Hunters not selected for a DMP will not receive a mailing from DEC. Due to the time required to process these permits, DEC and license agents will not be able to respond to individual inquiries about permits. Hunters are urged to wait for their permits to arrive by mail. Selection for one of the leftover permits will not affect any preference points issued to hunters who were not selected for their first choice area during the original application period.

Further, it looks as though the Archers and Long Island Hunters will receive an extension to apply for tags, as is stated as follows:

*ARCHERS AND LONG ISLAND HUNTERS TO RECEIVE EXTENDED OPPORTUNITY TO APPLY FOR DEER MANAGEMENT PERMITS * 
Applications Accepted Starting November 1 in Certain Wildlife Management Units 
New York State Department of Environmental Conservation (DEC) Acting Commissioner Denise M. Sheehan today announced that a second Deer Management Permit (DMP) application period will begin on November 1, 2005 for Long Island and three archery-only units. The DMP application process will be opened for Wildlife Management Units (WMUs) 1C, 3S, 4J, and 8C. DEC will continue to issue permits in these WMUs until sufficient numbers of DMPs are issued to achieve optimum management in each unit.

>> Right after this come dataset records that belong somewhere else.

PR #8173, opened 2024-04-29
[PSP3] Adapting to new LASTools version

### LINKED ISSUE #8111: LAStools support
LAStools has evolved since CGAL forked it in https://github.com/CGAL/LAStools. I think we can now try to use it directly.

- LAStools now supports Cmake natively
- Among other new features, LAStools now support the COPC extension, which enables embedding an octree section in the las/laz (a VLR) for efficient pruning of the point range given a query 3D bbox. 
- Version 240319 introduces a breaking change in the constructor of all `LASreader`s. They now expect a `LASreadOpener*` argument : https://github.com/LAStools/LAStools/commit/c3012b6e94ba7abc90236faa4899bf34d38b4dc8    See also this reported [issue](https://github.com/LAStools/LAStools/issues/193)
- Missing functions in the dll. See this [pull request](https://github.com/LAStools/LAStools/pull/194)

soesau:
## Summary of Changes

Switching to the official LAStools repository

## Release Management

* Affected package(s): PSP3, Point_set_3, Stream_support
* Issue(s) solved (if any): fix #8111 

-----

Edit, @lrineau, 2024/05/24: depends on https://github.com/LAStools/LAStools/pull/194, that has been merged.

### DIFF
--- a/Documentation/doc/Documentation/Third_party.txt
+++ b/Documentation/doc/Documentation/Third_party.txt
@@ -248,9 +248,8 @@ imported target `CGAL::LASLIB_support` provided in
 \laslib information can be obtained from
 <a href="https://lastools.github.io/">https://lastools.github.io/</a> and
 <a href="https://rapidlasso.de/product-overview/">https://rapidlasso.de/product-overview/</a>.
-\laslib is usually distributed along with LAStools: for simplicity, \cgal
-provides <a href="https://github.com/CGAL/LAStools">a fork with a
-CMake based install procedure</a>.
+\laslib is usually distributed along with LAStools. Current versions of \laslib provide CMake support.
+BUILD_SHARED_LIBS needs to be set to true on windows to create a dynamic linked library.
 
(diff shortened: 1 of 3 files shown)


lrineau:
TODO: document that the "last" version of LASTools is required, and precise since which version it will work.

sloriot:
This PR makes the `laslib` distributed by CGAL incompatible with CGAL-6.0 (see [here](https://cgal.geometryfactory.com/CGAL/testsuite/CGAL-6.0-Ic-252/Lab_Demo/TestReport_gimeno_ArchLinux-clang-CXX17-Release.gz) for example). Any chance to fix that ? The reason why it would be nice to have is that we would install a single version on test platforms and it would work both with master and the release branches.

sloriot:
Actually, if this PR target `5.5.x-branch` then we would be good with test plateforms being updated.

sloriot:
Successfully tested in CGAL-6.0-Ic-324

"While enjoying New York's bountiful white-tailed deer population, hunters also serve as New York's premier deer managers," Acting Commissioner Sheehan said. "Through this extended DMP opportunity, DEC can maintain healthy deer populations and offer hunters in these areas with additional hunting opportunities."

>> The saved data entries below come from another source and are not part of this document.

PR #8714, opened 2025-01-24
Always init time_stamp to -2

sloriot:
It is not clear to me that this is the right thing to do:
- it is done for some classes
- but in some test, a comment mention that it should be uninitialized (the test works if init to -1 but not to 0).
- Base_time_stamper is doing an init to -2


sloriot:
- Runtime error [here](https://cgal.geometryfactory.com/CGAL/testsuite/CGAL-6.1-Ic-76/STL_Extension/TestReport_lrineau_Ubuntu-latest-GCC6.gz) (and also on other plateforms)

lrineau (approved):

sloriot:
Still errors in STL_extension test in CGAL-6.1-Ic-79

lrineau:
> Still errors in STL_extension test in CGAL-6.1-Ic-79

That's right. There was an issue with `Compact_container::reserve` and timestamps. Fixed in lastest commit fa83d0bd459e819c0861543c8ba74c872e1ce8c6.

sloriot:

PR #8715, opened 2025-01-24
boost::tie -> std::tie

sloriot:


SharonIV0x86:
I noticed that CGAL is transitioning from Boost components to C++ standard components. If there's any way I can contribute or assist with this effort, please let me know.

lrineau:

Hunters are reminded that these WMUs are open to archery hunting only, with the exception of the special shotgun and muzzleloader season in WMU 1C on Long Island from January 9 through January 31, 2006. DMPs are valid only for the WMU for which they are issued. 
Hunters may apply for DMPs during this extended application period at any DEC license sales outlet. Applications will not be available by phone, by mail or over the internet. Hunters may apply for one or two permits for the WMUs of their choice. Applicants with licenses that are exempt from paying a DMP application fee or hunters who have previously applied for DMPs this license year will not be charged any additional fees during this extended application period.

For locations of these WMUs and updates, check the 2005-06 Hunting and Trapping Regulations Guide or www.dec.state.ny.us/website/dfwmr/wildlife/wmunits.html on DEC's website.


----------